### [ENTRIES PROVIDED]
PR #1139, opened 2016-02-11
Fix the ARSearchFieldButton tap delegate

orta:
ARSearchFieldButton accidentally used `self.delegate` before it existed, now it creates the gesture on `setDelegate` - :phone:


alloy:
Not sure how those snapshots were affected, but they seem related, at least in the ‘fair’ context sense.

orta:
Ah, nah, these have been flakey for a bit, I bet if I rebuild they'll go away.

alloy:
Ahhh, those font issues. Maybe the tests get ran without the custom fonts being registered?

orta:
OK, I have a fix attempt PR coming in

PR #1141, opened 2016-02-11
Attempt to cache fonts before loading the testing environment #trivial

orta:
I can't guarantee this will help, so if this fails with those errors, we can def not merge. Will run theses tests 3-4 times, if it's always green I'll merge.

...

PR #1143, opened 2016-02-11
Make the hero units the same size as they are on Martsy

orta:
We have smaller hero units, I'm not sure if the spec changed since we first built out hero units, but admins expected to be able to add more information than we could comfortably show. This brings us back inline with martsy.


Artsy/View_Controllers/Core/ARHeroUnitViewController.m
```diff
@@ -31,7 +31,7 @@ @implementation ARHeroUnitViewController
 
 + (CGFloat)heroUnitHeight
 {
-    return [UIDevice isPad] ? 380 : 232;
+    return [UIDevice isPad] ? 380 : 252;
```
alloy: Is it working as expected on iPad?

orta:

...

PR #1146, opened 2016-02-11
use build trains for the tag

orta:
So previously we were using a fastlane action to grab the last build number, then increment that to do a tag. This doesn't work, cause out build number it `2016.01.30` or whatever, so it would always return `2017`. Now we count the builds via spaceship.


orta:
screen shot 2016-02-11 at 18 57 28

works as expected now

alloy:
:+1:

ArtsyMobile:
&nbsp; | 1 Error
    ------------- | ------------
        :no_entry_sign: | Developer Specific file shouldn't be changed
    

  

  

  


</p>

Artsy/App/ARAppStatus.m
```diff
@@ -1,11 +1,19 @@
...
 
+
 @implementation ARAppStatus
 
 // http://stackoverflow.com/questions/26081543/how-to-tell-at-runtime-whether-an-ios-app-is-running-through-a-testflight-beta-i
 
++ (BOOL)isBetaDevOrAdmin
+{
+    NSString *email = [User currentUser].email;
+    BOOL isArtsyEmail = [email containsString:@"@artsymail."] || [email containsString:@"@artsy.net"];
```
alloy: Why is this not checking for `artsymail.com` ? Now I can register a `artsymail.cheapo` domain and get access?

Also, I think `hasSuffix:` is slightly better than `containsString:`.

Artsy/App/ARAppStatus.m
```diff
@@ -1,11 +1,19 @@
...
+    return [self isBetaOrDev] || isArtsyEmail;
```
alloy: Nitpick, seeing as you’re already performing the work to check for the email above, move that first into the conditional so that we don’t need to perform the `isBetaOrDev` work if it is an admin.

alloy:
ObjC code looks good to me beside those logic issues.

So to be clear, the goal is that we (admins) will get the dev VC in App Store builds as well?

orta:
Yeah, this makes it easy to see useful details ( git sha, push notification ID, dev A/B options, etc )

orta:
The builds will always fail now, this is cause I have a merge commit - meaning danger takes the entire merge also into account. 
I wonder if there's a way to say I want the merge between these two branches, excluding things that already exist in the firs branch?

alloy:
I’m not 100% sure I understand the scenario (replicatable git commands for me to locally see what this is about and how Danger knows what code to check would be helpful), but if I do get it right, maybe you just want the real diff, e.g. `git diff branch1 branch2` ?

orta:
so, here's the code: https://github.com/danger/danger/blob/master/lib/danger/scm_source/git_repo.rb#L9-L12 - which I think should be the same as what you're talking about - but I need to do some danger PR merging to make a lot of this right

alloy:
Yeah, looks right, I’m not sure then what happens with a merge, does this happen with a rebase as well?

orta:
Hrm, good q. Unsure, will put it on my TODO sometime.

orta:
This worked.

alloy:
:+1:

### [WHAT YOU ARE ASKED TO DO]
Show every line above in which the word "builds" is found.

### [REPLY TO THE TASK]
So previously we were using a fastlane action to grab the last build number, then increment that to do a tag. This doesn't work, cause out build number it `2016.01.30` or whatever, so it would always return `2017`. Now we count the builds via spaceship.
So to be clear, the goal is that we (admins) will get the dev VC in App Store builds as well?
The builds will always fail now, this is cause I have a merge commit - meaning danger takes the entire merge also into account. 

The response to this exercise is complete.